The top bracket from John Kennedy to Ronald Reagan was 70%. All of these billions earned over the past 40 years were taxed at a lot less. From Reagan’s 28% for the top bracket through Donald Trump’s 37%, the average could be around 35%. Let us not forget the three disastrous tax cuts from Reagan to Bush 43, to Trump.
Therefore, in the most simplistic fashion, if the government had taxed, over the past 40 years, at the Kennedy Tax Rate, the revenues would have been $17.5 trillion. But, since those $25 trillion were taxed at about half the rate, the revenues dropped to $8.75 trillion. If we divided that difference by 40 years, we would come up with a differential of $220 billion per year. That works out to $2200 for 100 million families. If that $2200 had been put in a tax deferred annuity for 40 years, at the average rate of 5%, those families would have had $256,000. But, if that money had been spent each year on infrastructure, school construction, affordable housing, healthcare and better jobs, we would not be in horrible position that we are in today. We would have had more tax revenues and less debt.
June 5th, 2022
The last time I looked unemployment was at 3.6% and heading downward, On December 1, 2017 it was 4.1% after 80 straight months of recovery. In 2017, there were 2 million jobs created, so far, in 2021, after 11 months the total is 5.1 million. Let us remember in 2017, there was no COVID and a big, expensive tax cut, which would inflate the National Debt $3 trillion before the Pandemic.
According to the Bureau of Labor Statistics, the country’s unemployment rate dropped to 3.5% in fall 2019 — the lowest rate in about 50 years, since December 1969.
No evidence showed Trump or his administrations fiscal or regulatory policies caused the 50-year low. Rather, the unemployment rate was steadily declining as part of the country’s overall recovery from the Great Recession before he took office.

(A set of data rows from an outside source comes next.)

PR #522, opened 2023-01-25
limit beddb reruns for reference files

andreacosolo:
Pipelines normally do not start automatically in case (2 or more) previous runs are detected. This mechanism does not work for FileReference items, because they do not have workflow run inputs. Since bed2beddb pipeline can run also on FileReference items, this PR introduces a different way to check for pre-existing runs of the same pipeline on the same file.

### DIFF
--- a/CHANGELOG.rst
+++ b/CHANGELOG.rst
@@ -7,6 +7,14 @@ foursight
 Change Log
 ----------
 
+3.3.1
+=====
+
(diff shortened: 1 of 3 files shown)


andreacosolo:
[Track failed workflow runs on Reference Files](https://trello.com/c/VIhnFSn8/145-track-failed-workflow-runs-on-reference-files)

aschroed (approved):
Looks good to me.

PR #528, opened 2023-05-02
ChIP-seq update to 2.1.6

clarabakker:
Modify wfr_encode_checks to run the updated (v2.1.6) ChIP-seq pipeline


clarabakker:
(Apologies for the wonky Ubuntu commits)

chalicelib_fourfront/checks/helpers/wfrset_utils.py
```diff
@@ -195,9 +195,9 @@ def step_settings(step_name, my_organism, attribution, overwrite=None):
     },
     {
         "app_name": "encode-chipseq-aln-chip",
-        "workflow_uuid": "4dn-dcic-lab:wf-encode-chipseq-aln-chip",
+        "workflow_uuid": "212a9c91-25d6-473f-b56b-8dd93958c580",
```
aschroed, line 198: despite the property name, might it be better to use the alias as was formerly done in case the workflow is added to a new environment (with a different uuid being generated) - perhaps unlikely but if at all possible?

chalicelib_fourfront/checks/helpers/wfrset_utils.py
```diff
@@ -213,9 +213,9 @@ def step_settings(step_name, my_organism, attribution, overwrite=None):
     },
     {
         "app_name": "encode-chipseq-aln-ctl",
-        "workflow_uuid": "4dn-dcic-lab:wf-encode-chipseq-aln-ctl",
+        "workflow_uuid": "4eb427f1-a7d5-4d74-8cfa-4c77f42d5b43",
```
aschroed, line 216: Same as previous comment

chalicelib_fourfront/checks/helpers/wfrset_utils.py
```diff
@@ -226,9 +226,9 @@ def step_settings(step_name, my_organism, attribution, overwrite=None):
     },
     {
         "app_name": "encode-chipseq-postaln",
-        "workflow_uuid": "4dn-dcic-lab:wf-encode-chipseq-postaln",
+        "workflow_uuid": "291d4c64-75de-434a-9d98-01f40d19e15e",
```
aschroed, line 229: see above

chalicelib_fourfront/checks/wfr_encode_checks.py
```diff
@@ -183,39 +195,46 @@ def chipseq_status(connection, **kwargs):
...
+                input_files['chip.bowtie2_idx_tar'] = '/files-reference/4DNFIMQPTYDY/'
                 input_files['chip.blacklist'] = '/files-reference/4DNFIZ1TGJZR/'
                 input_files['chip.chrsz'] = '/files-reference/4DNFIZJB62D1/'
-                input_files['additional_file_parameters'] = {"chip.bwa_idx_tar": {"rename": "GRCh38_no_alt_analysis_set_GCA_000001405.15.fasta.tar"}}
+                input_files['chip.ref_fa'] = '/files-reference/4DNFI823L888/'
+                input_files['additional_file_parameters'] = {"chip.bwa_idx_tar": {"rename": "GRCh38_no_alt_analysis_set_GCA_000001405.15.fasta.tar"}, "chip.bowtie2_idx_tar": {"rename": "GRCh38_no_alt_analysis_set_GCA_000001405.15.bowtie2Index.tar"}}
             if organism == 'mouse':
                 org = 'mm'
                 input_files['chip.bwa_idx_tar'] = '/files-reference/4DNFIZ2PWCC2/'
+                input_files['chip.bowtie2_idx_tar'] = '63e22058-79c6-4e24-8231-ca4afac29dda'
```
aschroed, line 206: Again using uuid here could be prone to problems on different environments?

chalicelib_fourfront/checks/wfr_encode_checks.py
```diff
@@ -158,15 +169,16 @@ def chipseq_status(connection, **kwargs):
                 for merge_case in input_list:
                     merge_enum += 1
```
aschroed, line 170: It may not matter but it could be confusing if this is incremented even though there is nothing in 'merge_case' - may want to move this after the if?

chalicelib_fourfront/checks/wfr_encode_checks.py
```diff
@@ -348,10 +357,15 @@ def chipseq_status(connection, **kwargs):
...
                     s2_input_files['chip.chrsz'] = '/files-reference/4DNFIZJB62D1/'
+                    s2_input_files['chip.ref_fa'] = '/files-reference/4DNFI823L888/'
+                    s2_input_files['chip.bowtie2_idx_tar'] = '/files-reference/4DNFIMQPTYDY/'
+
                 if organism == 'mouse':
                     org = 'mm'
                     s2_input_files['chip.blacklist'] = '/files-reference/4DNFIZ3FBPK8/'
                     s2_input_files['chip.chrsz'] = '/files-reference/4DNFIBP173GC/'
+                    s2_input_files['chip.ref_fa'] = '/files-reference/4DNFIC1NWMVJ/'
+                    s2_input_files['chip.bowtie2_idx_tar'] = '63e22058-79c6-4e24-8231-ca4afac29dda'
```
aschroed, line 368: again about using the uuid?

aschroed (approved):
I've left a few non-blocking comments - there may be good reasons for doing as you have done and if the comments don't make sense feel free to ignore.

Dealing with the pairing situations are complex and given that you have done extensive testing I expect that if there is a list index used that is not present thereby causing an exception then that is indicating a definite problem that should cause the check to error - looking at spots like Line232 and 263 in wfr_encode_checks.py.  Just wondering if a try/except to skip and report problematic cases might be warranted rather than having the whole check error?

chalicelib_fourfront/checks/helpers/wfrset_utils.py
clarabakker: Yes, I was aiming to make it consistent with other workflows, since I made the new UUIDs are consistent (for the current envs). The aliases also are the same for both new and old versions, which maybe also was a factor? It needs to know the new and old version are the same workflow, but only run the new one.

chalicelib_fourfront/checks/wfr_encode_checks.py
clarabakker: Oh wait, this was also intentional (to resolve problems between envs). I will test to see if it's still an issue

chalicelib_fourfront/checks/helpers/wfrset_utils.py
clarabakker: Oops, I see your confusion--the aliases are definitely not the same and the app name keeps the versions together. I do think it is more consistent with other workflows to use the uuid. It is also hard to query aliases for someone going from this workflow setting to the workflow on the portal, right?

PR #529, opened 2023-05-04
new check to automate patching of FOF-CT static section for chromatin datasets

RahiNav:
As we don't have a combined "chromatin tracing" experiment type, I added the different experiment sets (Multiplexed FISH, RNA FISH, SPT, OptoDroplet, DNA FISH, Immunofluorescence, Electron Tomography) under the same search. Let me know if this works or I can create the same check for different experiment types separately.

### DIFF
--- a/CHANGELOG.rst
+++ b/CHANGELOG.rst
@@ -7,6 +7,10 @@ foursight
 Change Log
 ----------
 
+3.4.3
+=====
+* Added a new check for automate patching of FOF-CT static section for chromatin tracing datasets
+
 3.4.2
 =====
 * Version changes related to foursight-core changes for SSL certificate and Portal access key checking.
--- a/chalicelib_fourfront/check_setup.json
+++ b/chalicelib_fourfront/check_setup.json
@@ -1500,6 +1500,26 @@
             }
         }
     },
+    "prepare_static_headers_Chromatin_Tracing": {
+        "title": "Chromatin Tracing",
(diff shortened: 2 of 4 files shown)


CHANGELOG.rst
```diff
@@ -7,6 +7,10 @@ foursight
 Change Log
 ----------
 
+3.4.3
+=====
+* Added a new check for automate patching of FOF-CT static section for chromatin tracing datasets
+
```
aschroed, line 13: It's good to mention which file the check is in.

aschroed (changes requested):
The only type of experiment that currently routinely should get an FOF header is 'multiplex_FISH', right?  A recent RNA-FISH dataset used a variation of the FOF format but we included comments there to say that it did not exactly comply so I think they don't necessarily need the header in that case.  
Basically both searches should be modified so they are only looking for 'multiplexed FISH'.  If we want to add the headers to other experiments we can do that by hand.

BTW - it looks like all these header checks are structured the same way but most don't need the 'remove' search and consequently I think they are doing more work than necessary.  Changing the type of experiment is rare (and very difficult/involved) so not many of these sections will ever be automatically removed and so that search is done for no reason.  It may be worth re-factoring these checks and the generic functions so they can gracefully handle it if there is not a remove search - but that should be done as a separate branch as a separate ticket.

Were you able to test this?  Just the check that is and not the action?

aschroed (approved):

PR #534, opened 2023-06-01
Dmichaels version of fix sh ct dec

dmichaels-harvard:
This has Andy's fix to prepare_static_headers_Chromatin_Tracing in checkcs/header_checks.py in the branch. And also some minor UI fixes related to inconsistencies with checks and actions definitions.

### DIFF
--- a/chalicelib_fourfront/checks/header_checks.py
+++ b/chalicelib_fourfront/checks/header_checks.py
@@ -314,7 +314,7 @@ def patch_static_headers_DNase_HiC(connection, **kwargs):
     return action
 
 #Chromatin Tracing
-@check_function()
+@check_function(action="patch_static_headers_Chromatin_Tracing")
 def prepare_static_headers_Chromatin_Tracing(connection, **kwargs):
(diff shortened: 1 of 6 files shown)


chalicelib_fourfront/checks/header_checks.py
```diff
@@ -314,11 +314,11 @@ def patch_static_headers_DNase_HiC(connection, **kwargs):
     return action
 
 #Chromatin Tracing
-@check_function()
+@check_function(action="patch_static_headers_Chromatin_Tracing")
```
netsettler, line 317: Why is it `patch` in the declaration and `prepare` in the definition name?

netsettler (approved):
A minor detail to check on, but nothing obviously blocking.

chalicelib_fourfront/checks/header_checks.py
dmichaels-harvard: The patch in `patch_static_headers_Chromatin_Tracing` is the name of the action function below (line 330).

The American economy expanded an annualized 6.9% on quarter in Q4 2021, much higher than 2.3% in Q3 and well above forecasts of 5.5%. It is the strongest GDP growth in five quarters with the biggest upward contribution coming from private inventories (4.9 percentage points), namely motor vehicle dealers as companies had been drawing down stocks since the beginning of 2021. Personal consumption increased 3.3%, pushed higher by a 4.7% surge in services spending, namely health care, recreation, and transportation. Fixed investment rebounded by 1.3%, led by intellectual property products that was partly offset by a decrease in structures. Residential investment however, continued to decline and was down 0.8%. Meanwhile, net trade made no contribution to growth as exports jumped 24.5% led by consumer goods, industrial supplies, foods, and travel; and imports went up 17.7%. Considering full 2021, the economy advanced 5.7%, the most since 1984. Under Trump, never broke 3% in the first three years, until it plummeted 36% from January to July 2020! The Trump Economic Miracle.
There was no Trump Economic Miracle! Just the greatest loss of jobs in 4 years since Hoover, record deficits and the rich getting richer as the billionaire class exploded.